Go through the following data and transcribe exactly the stretch of lines from the one holding "Closure allocations in hot paths" to the one holding "Proposed Optimizations", both included.

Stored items
- - - - -
PR #8235, opened 2026-01-17
perf(topdown): reduce allocs in float sum/product

thevilledev:

The `sum` and `product` builtins allocate a new `big.Float` for every element when processing arrays/sets containing non-integer numbers. For large collections this creates GC pressure and slows down evaluation.

- Add `NumberToFloatInto(dst *big.Float, n ast.Number)` helper in `v1/topdown/builtins` that reuses a caller-provided `big.Float`
- Update `builtinSum` and `builtinProduct` float paths to reuse a single temp `big.Float` per loop
- Add unit test for the new helper

Benchmark run:

```bash
go test ./v1/topdown -run=^$ -bench 'BenchmarkSumFloat' -benchmem -count=10
```

Benchstat results:

```
cpu: Apple M1 Pro
                │   old.txt   │               new.txt               │
SumFloatArray-8   3.047µ ± 0%   2.705µ ± 2%  -11.22% (p=0.000 n=10)
SumFloatSet-8     3.096µ ± 0%   2.861µ ± 1%   -7.61% (p=0.000 n=10)
geomean           3.071µ        2.782µ        -9.43%

                │   old.txt    │               new.txt                │
                │     B/op     │     B/op      vs base                │
SumFloatArray-8   2.517Ki ± 0%   1.883Ki ± 0%  -25.18% (p=0.000 n=10)
SumFloatSet-8     2.626Ki ± 0%   2.055Ki ± 0%  -21.76% (p=0.000 n=10)
geomean           2.571Ki        1.967Ki       -23.49%

                │  old.txt   │              new.txt               │
                │ allocs/op  │ allocs/op   vs base                │
SumFloatArray-8   73.00 ± 0%   57.00 ± 0%  -21.92% (p=0.000 n=10)
SumFloatSet-8     78.00 ± 0%   63.00 ± 0%  -19.23% (p=0.000 n=10)
geomean           75.46        59.92       -20.59%
```

The result `big.Float` allocation in Add/Mul is preserved to maintain identical floating-point precision semantics. I originally had an implementation that used in-place `sum.Add(sum, tmp)` which eliminated more allocations. But the problem was that it produced slightly different precision accumulation (e.g., `5.0138888888888893335` vs `5.0138888888888888886`) due to how `big.Float` precision propagates differently when reusing vs allocating fresh results. This was caught by `TestScheduler` which compares exact string representations. So, in this PR only the operand parsing allocation is now eliminated.

Integer paths remain unaffected (fast path unchanged).

### Further comments:

Other `NumberToFloat` call sites (arithmetic, time, etc.) were analysed but showed minimal impact since they don't operate in per-element loops.

### DIFF
--- a/v1/topdown/aggregates.go
+++ b/v1/topdown/aggregates.go
@@ -45,12 +45,13 @@ func builtinSum(_ BuiltinContext, operands []*ast.Term, iter func(*ast.Term) err
 
 		// Non-integer values found, so we need to sum as floats.
 		sum := big.NewFloat(0)
+		tmp := new(big.Float)
 		err := a.Iter(func(x *ast.Term) error {
 			n, ok := x.Value.(ast.Number)
 			if !ok {
 				return builtins.NewOperandElementErr(1, a, x.Value, "number")
 			}
-			sum = new(big.Float).Add(sum, builtins.NumberToFloat(n))
+			sum = new(big.Float).Add(sum, builtins.NumberToFloatInto(tmp, n))
 			return nil
 		})
 		if err != nil {
@@ -74,12 +75,13 @@ func builtinSum(_ BuiltinContext, operands []*ast.Term, iter func(*ast.Term) err
 		}
 
 		sum := big.NewFloat(0)
+		tmp := new(big.Float)
 		err := a.Iter(func(x *ast.Term) error {
 			n, ok := x.Value.(ast.Number)
 			if !ok {
 				return builtins.NewOperandElementErr(1, a, x.Value, "number")
 			}
-			sum = new(big.Float).Add(sum, builtins.NumberToFloat(n))
+			sum = new(big.Float).Add(sum, builtins.NumberToFloatInto(tmp, n))
 			return nil
 		})
 		if err != nil {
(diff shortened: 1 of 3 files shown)


v1/topdown/aggregates.go
```diff
@@ -45,12 +45,13 @@ func builtinSum(_ BuiltinContext, operands []*ast.Term, iter func(*ast.Term) err
...
 		// Non-integer values found, so we need to sum as floats.
 		sum := big.NewFloat(0)
+		tmp := new(big.Float)
 		err := a.Iter(func(x *ast.Term) error {
 			n, ok := x.Value.(ast.Number)
 			if !ok {
 				return builtins.NewOperandElementErr(1, a, x.Value, "number")
 			}
-			sum = new(big.Float).Add(sum, builtins.NumberToFloat(n))
+			sum = new(big.Float).Add(sum, builtins.NumberToFloatInto(tmp, n))
```
srenatus, line 54: That's clever!

thevilledev: Thx! It was too clever first - left a note to the PR description:

>I originally had an implementation that used in-place sum.Add(sum, tmp) which eliminated more allocations. But the problem was that it produced slightly different precision accumulation (e.g., 5.0138888888888893335 vs 5.0138888888888888886) due to how big.Float precision propagates differently when reusing vs allocating fresh results. This was caught by TestScheduler which compares exact string representations. So, in this PR only the operand parsing allocation is now eliminated.

anderseknert:
Thanks Ville!

Issue #8240, opened 2026-01-20
feat: Memory optimization for large in-memory datasets


alex60217101990:
I've spent the past week conducting a thorough investigation into OPA's memory allocation patterns, particularly focusing on large in-memory datasets (10K+ keys). The profiling led me to some unexpected discoveries and optimization opportunities that I'd like to share.

Key Findings
The investigation revealed that the primary memory pressure comes not from the in-memory storage itself, but from:

Temporary allocations during evaluation (95% of allocated space)
GC pressure (50%+ CPU time on garbage collection)
Closure allocations in hot paths (790 MB in evalTree.enumerate alone)
Interestingly, attempting to optimize the storage layer directly yielded minimal gains, while targeted changes in the evaluation layer produced significant improvements.

Proposed Optimizations
I'd like to open a PR with the following changes that show substantial performance improvements on benchmarks:

Results (10K keys):

Memory: -27.4% (35.1 MB → 25.5 MB)
Allocations: -36.3% (623K → 397K)
Time: -35.1% (95.5ms → 62.0ms)
Changes implemented:

v1/ast/term.go - lazyObj optimizations:

Keys() caching to avoid repeated materialization
Native Hash() computation without forcing AST conversion
Lazy cache map initialization
v1/topdown/eval.go - Method values instead of closures:

Replaced closure allocations in enumerate() with method values
Key insight: Go method values (receiver.method) don't allocate, unlike explicit closures
Eliminated 790 MB of closure allocations in hot path
Changes are minimal, focused, and low-risk.

Would you be open to reviewing a PR with these optimizations?

Benchmark results and detailed analysis available upon request.

anderseknert:
I'd prefer it if that was 3 separate PRs that could be judged individually. I'm especially interested in getting the closure allocations lowered. The inmem store can be (and for perf, typically is) loaded with the AST toggle set to enabled, which avoids conversions entirely. So while improving lazyObj doesn't hurt, it's lower down on the list for sure.

anderseknert:
Also, this is a much nicer issue format! 👍

alex60217101990:
Thank you for the feedback. I’ll do it this way. Tomorrow I’ll prepare a separate PR with changes related only to closures, and then proceed further in the sequence you outlined.

PR #8245, opened 2026-01-22
ast: optimize lazyObj memory with caching

alex60217101990:
## Optimize lazyObj memory usage for large datasets

This PR addresses memory and performance issues when working with large in-memory datasets (10K+ objects), as described in #8240.

## Background

When loading large datasets into OPA's in-memory storage, we noticed significant memory pressure and GC overhead. Profiling revealed that `lazyObj` - the type used to lazily materialize native Go maps into AST objects - was creating substantial overhead:

- `Keys()` was re-materializing thousands of string terms on every call
- `Hash()` was forcing complete materialization just to compute a hash
- Empty cache maps were being allocated upfront, even for objects never accessed

### Changes

This PR makes three targeted improvements to `lazyObj`:

#### 1. Cache Keys() result

Previously, every call to `Keys()` would iterate through the native map, create new Terms, and sort them. With large objects (10K keys), this happened multiple times during evaluation.

Now we cache the sorted keys slice after the first call, eliminating redundant allocations.

#### 2. Compute Hash() from native values

The old implementation called `force()` to materialize the entire object just to hash it. For large objects, this meant converting thousands of Go values to AST just for a hash computation.

The new implementation computes the hash directly from native Go values for common types (bool, int, string, nested maps), only falling back to materialization for complex types like arrays.

#### 3. Defer cache map creation

The cache map was previously initialized in the constructor, allocating ~48 bytes even if the object was never accessed. Now we only create the map on first use.

### Performance Impact

Tested with `BenchmarkLazyObjRealWorkload` - a realistic scenario with:
- 10,000 user objects with nested profile/subscription data
- 7 Rego rules doing filtering, aggregation, and nested field access
- Multiple passes through the dataset with comprehensions

Results from `benchstat` (5 runs each):

```
| Metric      | Baseline  | Optimized | Improvement              |
|-------------|-----------|-----------|--------------------------|
| **Time**    | 346.8 ms  | 247.4 ms  | **-28.67%** (p=0.008)    |
| **Memory**  | 113.0 MiB | 70.8 MiB  | **-37.37%** (p=0.008)    |
| **Allocs**  | 2.626M    | 1.487M    | **-43.36%** (p=0.008)    |
```

**Summary**: ~29% faster, ~37% less memory, ~43% fewer allocations.

For applications with large datasets, this translates to meaningful reductions in GC pressure and evaluation latency.

### DIFF
--- a/v1/topdown/lazyobj_bench_test.go
+++ b/v1/topdown/lazyobj_bench_test.go
@@ -1,0 +1,178 @@
+// Copyright 2026 The OPA Authors. All rights reserved.
+// Use of this source code is governed by an Apache2
+// license that can be found in the LICENSE file.
+
+package topdown
+
+import (
+	"context"
+	"fmt"
+	"testing"
+
+	"github.com/open-policy-agent/opa/v1/ast"
+	"github.com/open-policy-agent/opa/v1/storage"
+	inmem "github.com/open-policy-agent/opa/v1/storage/inmem/test"
+)
+
+// BenchmarkLazyObjRealWorkload - realistic benchmark for lazyObj optimization
+// Tests actual policy evaluation with large nested datasets
+func BenchmarkLazyObjRealWorkload(b *testing.B) {
+	ctx := context.Background()
+
+	// Generate realistic large dataset: 10K users with nested structure
+	// This simulates a real API gateway or authorization service scenario
+	users := make(map[string]any, 10000)
+	for i := range 10000 {
+		userID := fmt.Sprintf("user_%d", i)
+		users[userID] = map[string]any{
+			"id":       userID,
+			"name":     fmt.Sprintf("User %d", i),
+			"email":    fmt.Sprintf("user%d@example.com", i),
+			"age":      20 + (i % 60),
+			"country":  []string{"US", "UK", "DE", "FR", "JP"}[i%5],
+			"active":   i%3 != 0,
+			"verified": i%2 == 0,
+			"profile": map[string]any{
+				"bio":    fmt.Sprintf("Bio for user %d", i),
+				"avatar": fmt.Sprintf("https://cdn.example.com/avatars/%d.jpg", i),
+				"social": map[string]any{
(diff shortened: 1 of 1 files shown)


srenatus:
@anderseknert I'm inclined to go with "I don't think we need this" here. What's your take?

alex60217101990:
@srenatus I’m having trouble understanding your motivation and your approach to reviewing optimization proposals. You ask for benchmark results, I provide them, and then the pull requests are simply closed.
The current performance of OPA is clearly not sufficient for my team. If proposing improvements is pointless, please just say so directly and I’ll stop working on this. Otherwise, we’ll replace OPA with another technology in our stack at some point.

srenatus:
Please understand that we're currently under stress -- there's a large influx of gen AI produced pull requests, and we have no means to uphold both the quality of the code base, and the quality of our human interactions in open source. So if you feel unfairly treated, I'm sorry, it probably because I'm trying to come up with stricter standards for gen AI work contributions.

Now, the tools used for coming up with a PR don't matter to me. Use Claude, use a keyboard with just a 0 and a 1, I don't care. But there's only so much code you can keep in your head, and there are only so few maintainers here who try to do just that.

All code is a burden -- when I mean is that if the next bug comes up, we'll be on the hook. We cannot say "this is something I don't understand it was contributed last month". We need to answer or find an answer. As such, we cannot let complexity flourish.

Concretely, I'd propose these things: In your team, create a fork. Build out your system with it, and if you need extension points to let you replace certain parts of OPA with your own, better-performing parts, let's add them. Let's live the open source dream! If your code is in the open, other people might get interested in it, and it's not inconceivable that the code makes it back into OPA at some point.

Also, timing-related, let's chat again later. If you find that _this is the change_ that makes a difference for your scenario, let's consider when the GenAI dust has settled a bit. In the mean time, we're trying to come up with a better policy, and when we're no longer under pressure, there will be a good moment to check this out.

Thanks for bearing with me! ❤️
- - - - -
● EXPECTED ANSWER
Closure allocations in hot paths (790 MB in evalTree.enumerate alone)
Interestingly, attempting to optimize the storage layer directly yielded minimal gains, while targeted changes in the evaluation layer produced significant improvements.

Proposed Optimizations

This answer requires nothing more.